[Start of Attachment]

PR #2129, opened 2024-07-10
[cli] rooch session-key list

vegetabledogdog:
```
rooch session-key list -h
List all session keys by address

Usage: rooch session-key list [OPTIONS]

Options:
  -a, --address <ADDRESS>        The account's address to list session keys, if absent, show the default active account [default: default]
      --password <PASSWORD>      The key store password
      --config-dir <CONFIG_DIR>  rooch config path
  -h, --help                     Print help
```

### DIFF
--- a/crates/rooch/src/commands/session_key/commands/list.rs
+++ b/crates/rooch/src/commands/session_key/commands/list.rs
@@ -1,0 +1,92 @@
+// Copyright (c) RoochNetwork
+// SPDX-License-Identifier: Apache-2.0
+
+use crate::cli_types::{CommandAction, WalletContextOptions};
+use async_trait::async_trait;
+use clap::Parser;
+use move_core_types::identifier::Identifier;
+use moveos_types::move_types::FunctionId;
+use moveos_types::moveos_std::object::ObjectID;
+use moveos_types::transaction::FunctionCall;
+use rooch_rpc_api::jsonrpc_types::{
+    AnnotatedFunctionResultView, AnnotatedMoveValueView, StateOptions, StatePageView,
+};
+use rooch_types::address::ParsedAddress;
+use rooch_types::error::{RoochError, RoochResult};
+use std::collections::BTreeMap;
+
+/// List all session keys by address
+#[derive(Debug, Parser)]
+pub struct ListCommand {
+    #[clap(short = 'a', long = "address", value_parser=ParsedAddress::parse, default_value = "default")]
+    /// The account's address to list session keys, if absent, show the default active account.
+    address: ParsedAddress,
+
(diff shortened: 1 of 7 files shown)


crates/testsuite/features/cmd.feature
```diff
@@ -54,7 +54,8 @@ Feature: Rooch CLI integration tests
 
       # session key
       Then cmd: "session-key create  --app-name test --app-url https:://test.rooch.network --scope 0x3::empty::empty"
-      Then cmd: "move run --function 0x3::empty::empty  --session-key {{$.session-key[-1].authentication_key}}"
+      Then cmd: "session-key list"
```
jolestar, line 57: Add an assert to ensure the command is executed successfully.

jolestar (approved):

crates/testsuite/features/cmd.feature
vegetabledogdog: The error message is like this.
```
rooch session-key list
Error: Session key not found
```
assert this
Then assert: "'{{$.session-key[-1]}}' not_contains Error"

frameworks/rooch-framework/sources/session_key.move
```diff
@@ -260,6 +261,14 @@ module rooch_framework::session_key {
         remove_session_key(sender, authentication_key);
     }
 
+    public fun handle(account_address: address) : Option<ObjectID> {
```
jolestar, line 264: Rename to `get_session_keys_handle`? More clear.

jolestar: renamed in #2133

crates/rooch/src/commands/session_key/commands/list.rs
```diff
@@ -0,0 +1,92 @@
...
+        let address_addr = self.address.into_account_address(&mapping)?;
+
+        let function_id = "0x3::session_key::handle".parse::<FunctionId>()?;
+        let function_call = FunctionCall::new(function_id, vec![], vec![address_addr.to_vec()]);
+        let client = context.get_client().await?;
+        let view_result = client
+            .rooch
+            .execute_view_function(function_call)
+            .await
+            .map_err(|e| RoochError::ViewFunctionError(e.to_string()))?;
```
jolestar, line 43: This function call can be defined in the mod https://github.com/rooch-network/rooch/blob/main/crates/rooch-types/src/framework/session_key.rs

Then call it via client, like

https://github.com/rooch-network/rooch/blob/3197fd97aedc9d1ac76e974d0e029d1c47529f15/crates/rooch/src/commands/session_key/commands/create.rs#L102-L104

[End of Attachment]

Find the word "vegetabledogdog" in the entries, and copy every line it shows up in.

vegetabledogdog:
vegetabledogdog: The error message is like this.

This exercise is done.